#### [WHAT TO PRODUCE]
Pull every line from the records that has the word "second" in it.

━━━━━ SUPPLIED MATERIAL

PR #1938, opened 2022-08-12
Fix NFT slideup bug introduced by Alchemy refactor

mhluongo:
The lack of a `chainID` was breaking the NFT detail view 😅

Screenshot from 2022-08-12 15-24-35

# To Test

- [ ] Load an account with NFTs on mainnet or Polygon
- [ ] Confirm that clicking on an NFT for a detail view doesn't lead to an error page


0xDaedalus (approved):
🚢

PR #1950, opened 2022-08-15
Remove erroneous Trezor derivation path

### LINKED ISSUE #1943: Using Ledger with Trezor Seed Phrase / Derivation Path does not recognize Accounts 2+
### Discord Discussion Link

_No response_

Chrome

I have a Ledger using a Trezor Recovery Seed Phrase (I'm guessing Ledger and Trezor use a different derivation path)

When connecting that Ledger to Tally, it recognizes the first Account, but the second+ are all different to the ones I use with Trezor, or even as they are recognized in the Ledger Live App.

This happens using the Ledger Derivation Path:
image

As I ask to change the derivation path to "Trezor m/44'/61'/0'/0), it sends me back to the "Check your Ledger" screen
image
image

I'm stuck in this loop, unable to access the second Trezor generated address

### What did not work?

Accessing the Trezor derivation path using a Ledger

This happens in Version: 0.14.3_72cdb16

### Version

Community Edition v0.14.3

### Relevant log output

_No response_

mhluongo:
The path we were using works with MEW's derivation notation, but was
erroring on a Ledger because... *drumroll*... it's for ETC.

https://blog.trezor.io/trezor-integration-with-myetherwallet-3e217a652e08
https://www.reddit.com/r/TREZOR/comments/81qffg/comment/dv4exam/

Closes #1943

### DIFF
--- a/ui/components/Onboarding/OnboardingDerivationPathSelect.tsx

━━━━━━━━━━
━━━━━ SUPPLIED MATERIAL

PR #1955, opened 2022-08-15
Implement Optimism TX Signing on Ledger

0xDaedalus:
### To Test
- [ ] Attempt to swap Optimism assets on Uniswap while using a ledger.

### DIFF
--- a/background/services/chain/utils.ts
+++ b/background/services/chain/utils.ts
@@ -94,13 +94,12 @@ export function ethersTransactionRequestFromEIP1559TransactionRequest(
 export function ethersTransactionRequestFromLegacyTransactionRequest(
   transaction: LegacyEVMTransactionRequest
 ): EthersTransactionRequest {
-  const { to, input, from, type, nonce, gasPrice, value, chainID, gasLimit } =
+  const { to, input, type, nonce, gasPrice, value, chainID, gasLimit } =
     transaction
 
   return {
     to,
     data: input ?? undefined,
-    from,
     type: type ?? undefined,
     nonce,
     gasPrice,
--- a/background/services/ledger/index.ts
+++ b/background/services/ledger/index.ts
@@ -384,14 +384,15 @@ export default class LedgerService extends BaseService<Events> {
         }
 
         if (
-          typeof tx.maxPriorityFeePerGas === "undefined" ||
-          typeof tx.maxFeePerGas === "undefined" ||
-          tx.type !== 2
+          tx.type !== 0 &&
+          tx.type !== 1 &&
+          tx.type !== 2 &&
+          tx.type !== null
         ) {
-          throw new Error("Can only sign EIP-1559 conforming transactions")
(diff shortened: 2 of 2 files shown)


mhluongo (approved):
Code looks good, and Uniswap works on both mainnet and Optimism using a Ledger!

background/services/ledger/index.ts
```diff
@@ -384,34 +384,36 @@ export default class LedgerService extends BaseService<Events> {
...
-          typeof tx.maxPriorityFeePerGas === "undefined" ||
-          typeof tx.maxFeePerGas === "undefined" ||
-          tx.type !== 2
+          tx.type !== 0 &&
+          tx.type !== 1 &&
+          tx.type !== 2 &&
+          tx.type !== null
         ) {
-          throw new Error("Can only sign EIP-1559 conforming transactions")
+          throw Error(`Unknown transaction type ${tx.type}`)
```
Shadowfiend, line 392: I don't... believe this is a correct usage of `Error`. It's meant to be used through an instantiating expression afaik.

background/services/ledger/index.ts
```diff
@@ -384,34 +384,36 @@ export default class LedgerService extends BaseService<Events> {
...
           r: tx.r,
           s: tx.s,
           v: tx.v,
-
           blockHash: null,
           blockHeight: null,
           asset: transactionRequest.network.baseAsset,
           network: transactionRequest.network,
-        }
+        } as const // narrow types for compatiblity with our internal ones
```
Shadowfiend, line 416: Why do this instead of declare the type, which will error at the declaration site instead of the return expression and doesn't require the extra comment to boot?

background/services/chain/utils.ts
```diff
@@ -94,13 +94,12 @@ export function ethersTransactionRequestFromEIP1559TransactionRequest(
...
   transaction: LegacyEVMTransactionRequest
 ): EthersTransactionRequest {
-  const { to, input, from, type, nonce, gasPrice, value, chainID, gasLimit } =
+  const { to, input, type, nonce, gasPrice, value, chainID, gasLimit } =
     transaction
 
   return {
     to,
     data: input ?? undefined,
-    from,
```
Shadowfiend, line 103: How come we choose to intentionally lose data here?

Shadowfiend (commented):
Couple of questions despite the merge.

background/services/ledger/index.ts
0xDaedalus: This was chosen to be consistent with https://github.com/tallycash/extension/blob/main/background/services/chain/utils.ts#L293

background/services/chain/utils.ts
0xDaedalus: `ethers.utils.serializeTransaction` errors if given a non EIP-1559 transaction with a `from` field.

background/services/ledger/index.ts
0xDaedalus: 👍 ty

━━━━━━━━━━

#### [RESPONSE]
When connecting that Ledger to Tally, it recognizes the first Account, but the second+ are all different to the ones I use with Trezor, or even as they are recognized in the Ledger Live App.
I'm stuck in this loop, unable to access the second Trezor generated address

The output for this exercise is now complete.